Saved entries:
+ + + +

PR #3058, opened 2026-07-30
OAK-12331: document the audit SPI

dulvac:
Documentation for the audit SPI added under OAK-12331.

I'm opening this ahead of the implementation on purpose. The whole change is
large, and it's much easier to review in two chunks than in one, so the docs
come first and the code is ready to follow straight after. Reviewing this
first also means any disagreement about the SPI's shape or its contracts
surfaces here, in prose, rather than after the implementation is written.

Two new pages under `oak-doc/src/site/markdown/security/`:

- **`audit.md`**, the consumer guide: event model, the two producer paths
  (commit-attached and fire-and-forget), the `commit.*` metadata keys,
  configuring and probing the pipeline, emitting events, implementing a
  listener, and the trust model.
- **`audit-design.md`**, the design document: pipeline internals, SPI layout
  across `oak-core-spi` / `oak-security-spi` / `oak-core`, OSGi and embedded
  wiring, and the threading and ordering rules.

Both are linked from `security/overview.md` and nested under Security in
`site.xml`.

**Docs only, so please don't merge ahead of the implementation**, or the site
will describe an SPI that isn't in the release.

### Notable design choices

- The observer drains the per-session buffer *before* checking the feature
  toggle. Deliberate: draining unconditionally stops a mid-flight toggle flip
  from stranding staged events for a later commit to misattribute.
- The commit-attached path depends on the observer running on the thread that
  called `Root.commit()`, before `merge` returns, because the event buffer is
  a `ThreadLocal`. It does not depend on every store dispatching through
  `ChangeDispatcher`: `MemoryNodeStore` notifies its observers directly from
  `setRoot`.
- Two segment configurations silently produce no commit-attached events: a
  cold-standby instance, and a store configured through
  `SegmentNodeStoreFactory` without `dispatchChanges` set.
- The per-session buffer cap means a persisted write can leave no audit event
  behind. Documented as a gap in the trail, since it matters for anyone
  building a compliance record.

`mvn site -Pdoc` builds clean and RAT passes. The embedded wiring snippet has
been compiled and run.


oak-doc/src/site/markdown/security/audit-design.md
```diff
@@ -0,0 +1,435 @@
...
+<a name="overview"></a>
+### Overview
+
+The audit pipeline transports structured `AuditEvent`s from producers to
+bundle-registered `AuditEventListener` consumers, gated by a feature toggle
+and a per-domain listener registry.
+
+There are two delivery paths:
+
+- **Commit-attached.** Oak-internal capture sites (e.g. `UserManagerImpl`)
```
joerghoh, line 43: You should explain the term ``site`` , at least it is not known to me.

oak-doc/src/site/markdown/security/audit-design.md
```diff
@@ -0,0 +1,435 @@
...
+  call `AuditEvents.record(root, event)`. Events land in a per-session
```
joerghoh: What about operations which do not require an explicit ``session.save()``?

oak-doc/src/site/markdown/security/audit-design.md
```diff
@@ -0,0 +1,435 @@
...
+The observer fires synchronously on the commit thread, after durable
+persistence and before `store.merge` returns. That is the property the
+per-session buffer depends on: the drain has to happen on the thread that
+filled it. Every production `NodeStore` notifies observers that way, though
+not all by the same route. The document and composite stores dispatch
+through `ChangeDispatcher`; `MemoryNodeStore` iterates its registered
+observers directly from `setRoot`. Either way the notification completes
+before `merge` returns.
+
+Two segment-store configurations are worth knowing about, because in both the
```
joerghoh, line 117: I am not on top of the Oak development, but are nowadays all different persistence options a segment-store? What about DocumentNodeStore implementations? And in that case: What about clustering?

oak-doc/src/site/markdown/security/audit-design.md
```diff
@@ -0,0 +1,435 @@
...
+
+Producer-side factories are deliberately not part of the SPI. They live as
+package-private classes next to their only callers, e.g.
+`UserAuditEvents` next to `UserManagerImpl` in `oak-core`. The asymmetry
+(read-side vocabulary public, write-side factories impl-private) raises the
+bar for casually forging Oak-attested events, but it is not a hard boundary:
+any bundle can call `AuditEvent.of(domain, type, payload)` directly.
+Listeners that need to distinguish Oak-attested commit-attached events from
+fire-and-forget emissions check for the three reserved `commit.*` payload
+keys, per the trust contract on `AuditEvent#getPayload()`.
```
joerghoh: That will lead to a of redundant code (and relying on the knowledge that these 3 properties only exist when the event is initially created by Oak, which is IMO too much implementation knowledge); can you provide a static method in the SPI to check for this particular case?

oak-doc/src/site/markdown/security/audit-design.md
```diff
@@ -0,0 +1,435 @@
...
+bypassing `MutableRoot` and the capture sites. Migration tools do not set the
+pipeline up, so when one runs standalone there is no observer attached and no
+audit machinery on the path at all. Run inside a container where audit is
+deployed, the observer does fire on migration commits, finds an empty buffer
+for the session id, and returns. Either way migration mutations are not
+audited; if that is ever wanted, it is a capture-site addition, not a
+pipeline change.
+
+<a name="design_rules"></a>
+### Design rules
```
joerghoh: I would make this the first section in the ``Implementation`` chapter.

joerghoh:
For the implementation I am missing some basic metrics in the implementation, for example:
* number of events per domain (a counter would be sufficient)
* duration of the ``AuditEventListener.onEvents()`` per listener (a constantly increasing value in ms?), which allows to detect and identify slow AuditEventListeners.
* and maybe a few more

oak-doc/src/site/markdown/security/audit-design.md
dulvac: that's a term I made up and never defined. A "capture site" is a place in Oak's own code that records an audit event. Right now the only ones are in `UserManagerImpl`, on group membership add/remove. I'll define it on first use in both pages.

oak-doc/src/site/markdown/security/audit-design.md
dulvac: Writing "the surrounding `Root.commit()`" made this sound like i meant `session.save()`. I'll reword to say "the commit that follows, explicit or implicit".
The one case with no drain is a write that never goes through `MutableRoo`t at all. e.g. oak-upgrade calling `NodeStore.merge` directly. That's the Migration commits section.

oak-doc/src/site/markdown/security/audit-design.md
dulvac: Document and composite are the paragraph just above: both dispatch through ChangeDispatcher, and `DocumentNodeStore.addObserver` always returns a real handle. The segment paragraph is only about segment, where `addObserver` hands back a no-op unless change dispatch is on.

I'll add "in the segment store" to the opening sentence so it doesn't seem like a general claim.

 Clustering I don't cover at all. Events are node-local: the observer short-circuits on CommitInfo.isExternal(), so a write on instance A produces events on A only, and a listener deployed cluster-wide sees each event once, on the instance that did the write.  I'll add a short clustering section to audit.md.

oak-doc/src/site/markdown/security/audit-design.md
dulvac: fair. the key constants are package-private in [oak-core](https://issues.apache.org/jira/browse/OAK-core), so a listener has no choice but to hardcode the string. I'll add a static predicate plus public key constants to the SPI, and cut the doc down to naming it instead of describing the check.
But the predicate can only ever be "these keys are present", since Oak doesn't sign anything so I'll name it for what it checks rather than implying a stronger guarantee. And it belongs in oak-core-spi next to AuditEvent, so listeners keep their single-module dependency. The API change lands in the implementation PR (https://github.com/apache/jackrabbit-oak/pull/3059) and I'll update this page to match.

oak-doc/src/site/markdown/security/audit-design.md
dulvac: Makes sens. reading the invariants first and the components second is the better order. It's written as a recap right now, so a few back-references (rule 9's "described above") turn into forward pointers. I'll restate those inline so each rule stands on its own and move the section to the top of `Implementation`.

dulvac:
Good catch, there are no metrics at all right now. A slow listener runs synchronously on the commit thread, so it directly costs commit latency, and there's currently no way to see that from outside. I'll wire a `StatisticsProvider` into the pipeline for a per-domain event counter and a per-listener timer around `onEvents` + a counter for events dropped at the per-session cap. This last one is a gap in the audit trail and today only shows up as a WARN.

Both will go in the implementation PR with a monitoring section here. If you have other metric counters we should add, let me know

dulvac:
@joerghoh thanks again for the review. I addressed your feedback in the latest changes. please have a look when you can.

+ + + +

What you are asked to do: Please output the complete set of records above without any alteration.

Answer to this task:
PR #3058, opened 2026-07-30
OAK-12331: document the audit SPI

dulvac:
Documentation for the audit SPI added under OAK-12331.

I'm opening this ahead of the implementation on purpose. The whole change is
large, and it's much easier to review in two chunks than in one, so the docs
come first and the code is ready to follow straight after. Reviewing this
first also means any disagreement about the SPI's shape or its contracts
surfaces here, in prose, rather than after the implementation is written.

Two new pages under `oak-doc/src/site/markdown/security/`:

- **`audit.md`**, the consumer guide: event model, the two producer paths
  (commit-attached and fire-and-forget), the `commit.*` metadata keys,
  configuring and probing the pipeline, emitting events, implementing a
  listener, and the trust model.
- **`audit-design.md`**, the design document: pipeline internals, SPI layout
  across `oak-core-spi` / `oak-security-spi` / `oak-core`, OSGi and embedded
  wiring, and the threading and ordering rules.

Both are linked from `security/overview.md` and nested under Security in
`site.xml`.

**Docs only, so please don't merge ahead of the implementation**, or the site
will describe an SPI that isn't in the release.

### Notable design choices

- The observer drains the per-session buffer *before* checking the feature
  toggle. Deliberate: draining unconditionally stops a mid-flight toggle flip
  from stranding staged events for a later commit to misattribute.
- The commit-attached path depends on the observer running on the thread that
  called `Root.commit()`, before `merge` returns, because the event buffer is
  a `ThreadLocal`. It does not depend on every store dispatching through
  `ChangeDispatcher`: `MemoryNodeStore` notifies its observers directly from
  `setRoot`.
- Two segment configurations silently produce no commit-attached events: a
  cold-standby instance, and a store configured through
  `SegmentNodeStoreFactory` without `dispatchChanges` set.
- The per-session buffer cap means a persisted write can leave no audit event
  behind. Documented as a gap in the trail, since it matters for anyone
  building a compliance record.

`mvn site -Pdoc` builds clean and RAT passes. The embedded wiring snippet has
been compiled and run.


oak-doc/src/site/markdown/security/audit-design.md
```diff
@@ -0,0 +1,435 @@
...
+<a name="overview"></a>
+### Overview
+
+The audit pipeline transports structured `AuditEvent`s from producers to
+bundle-registered `AuditEventListener` consumers, gated by a feature toggle
+and a per-domain listener registry.
+
+There are two delivery paths:
+
+- **Commit-attached.** Oak-internal capture sites (e.g. `UserManagerImpl`)
```
joerghoh, line 43: You should explain the term ``site`` , at least it is not known to me.

oak-doc/src/site/markdown/security/audit-design.md
```diff
@@ -0,0 +1,435 @@
...
+  call `AuditEvents.record(root, event)`. Events land in a per-session
```
joerghoh: What about operations which do not require an explicit ``session.save()``?

oak-doc/src/site/markdown/security/audit-design.md
```diff
@@ -0,0 +1,435 @@
...
+The observer fires synchronously on the commit thread, after durable
+persistence and before `store.merge` returns. That is the property the
+per-session buffer depends on: the drain has to happen on the thread that
+filled it. Every production `NodeStore` notifies observers that way, though
+not all by the same route. The document and composite stores dispatch
+through `ChangeDispatcher`; `MemoryNodeStore` iterates its registered
+observers directly from `setRoot`. Either way the notification completes
+before `merge` returns.
+
+Two segment-store configurations are worth knowing about, because in both the
```
joerghoh, line 117: I am not on top of the Oak development, but are nowadays all different persistence options a segment-store? What about DocumentNodeStore implementations? And in that case: What about clustering?

oak-doc/src/site/markdown/security/audit-design.md
```diff
@@ -0,0 +1,435 @@
...
+
+Producer-side factories are deliberately not part of the SPI. They live as
+package-private classes next to their only callers, e.g.
+`UserAuditEvents` next to `UserManagerImpl` in `oak-core`. The asymmetry
+(read-side vocabulary public, write-side factories impl-private) raises the
+bar for casually forging Oak-attested events, but it is not a hard boundary:
+any bundle can call `AuditEvent.of(domain, type, payload)` directly.
+Listeners that need to distinguish Oak-attested commit-attached events from
+fire-and-forget emissions check for the three reserved `commit.*` payload
+keys, per the trust contract on `AuditEvent#getPayload()`.
```
joerghoh: That will lead to a of redundant code (and relying on the knowledge that these 3 properties only exist when the event is initially created by Oak, which is IMO too much implementation knowledge); can you provide a static method in the SPI to check for this particular case?

oak-doc/src/site/markdown/security/audit-design.md
```diff
@@ -0,0 +1,435 @@
...
+bypassing `MutableRoot` and the capture sites. Migration tools do not set the
+pipeline up, so when one runs standalone there is no observer attached and no
+audit machinery on the path at all. Run inside a container where audit is
+deployed, the observer does fire on migration commits, finds an empty buffer
+for the session id, and returns. Either way migration mutations are not
+audited; if that is ever wanted, it is a capture-site addition, not a
+pipeline change.
+
+<a name="design_rules"></a>
+### Design rules
```
joerghoh: I would make this the first section in the ``Implementation`` chapter.

joerghoh:
For the implementation I am missing some basic metrics in the implementation, for example:
* number of events per domain (a counter would be sufficient)
* duration of the ``AuditEventListener.onEvents()`` per listener (a constantly increasing value in ms?), which allows to detect and identify slow AuditEventListeners.
* and maybe a few more

oak-doc/src/site/markdown/security/audit-design.md
dulvac: that's a term I made up and never defined. A "capture site" is a place in Oak's own code that records an audit event. Right now the only ones are in `UserManagerImpl`, on group membership add/remove. I'll define it on first use in both pages.

oak-doc/src/site/markdown/security/audit-design.md
dulvac: Writing "the surrounding `Root.commit()`" made this sound like i meant `session.save()`. I'll reword to say "the commit that follows, explicit or implicit".
The one case with no drain is a write that never goes through `MutableRoo`t at all. e.g. oak-upgrade calling `NodeStore.merge` directly. That's the Migration commits section.

oak-doc/src/site/markdown/security/audit-design.md
dulvac: Document and composite are the paragraph just above: both dispatch through ChangeDispatcher, and `DocumentNodeStore.addObserver` always returns a real handle. The segment paragraph is only about segment, where `addObserver` hands back a no-op unless change dispatch is on.

I'll add "in the segment store" to the opening sentence so it doesn't seem like a general claim.

 Clustering I don't cover at all. Events are node-local: the observer short-circuits on CommitInfo.isExternal(), so a write on instance A produces events on A only, and a listener deployed cluster-wide sees each event once, on the instance that did the write.  I'll add a short clustering section to audit.md.

oak-doc/src/site/markdown/security/audit-design.md
dulvac: fair. the key constants are package-private in [oak-core](https://issues.apache.org/jira/browse/OAK-core), so a listener has no choice but to hardcode the string. I'll add a static predicate plus public key constants to the SPI, and cut the doc down to naming it instead of describing the check.
But the predicate can only ever be "these keys are present", since Oak doesn't sign anything so I'll name it for what it checks rather than implying a stronger guarantee. And it belongs in oak-core-spi next to AuditEvent, so listeners keep their single-module dependency. The API change lands in the implementation PR (https://github.com/apache/jackrabbit-oak/pull/3059) and I'll update this page to match.

oak-doc/src/site/markdown/security/audit-design.md
dulvac: Makes sens. reading the invariants first and the components second is the better order. It's written as a recap right now, so a few back-references (rule 9's "described above") turn into forward pointers. I'll restate those inline so each rule stands on its own and move the section to the top of `Implementation`.

dulvac:
Good catch, there are no metrics at all right now. A slow listener runs synchronously on the commit thread, so it directly costs commit latency, and there's currently no way to see that from outside. I'll wire a `StatisticsProvider` into the pipeline for a per-domain event counter and a per-listener timer around `onEvents` + a counter for events dropped at the per-session cap. This last one is a gap in the audit trail and today only shows up as a WARN.

Both will go in the implementation PR with a monitoring section here. If you have other metric counters we should add, let me know

dulvac:
@joerghoh thanks again for the review. I addressed your feedback in the latest changes. please have a look when you can.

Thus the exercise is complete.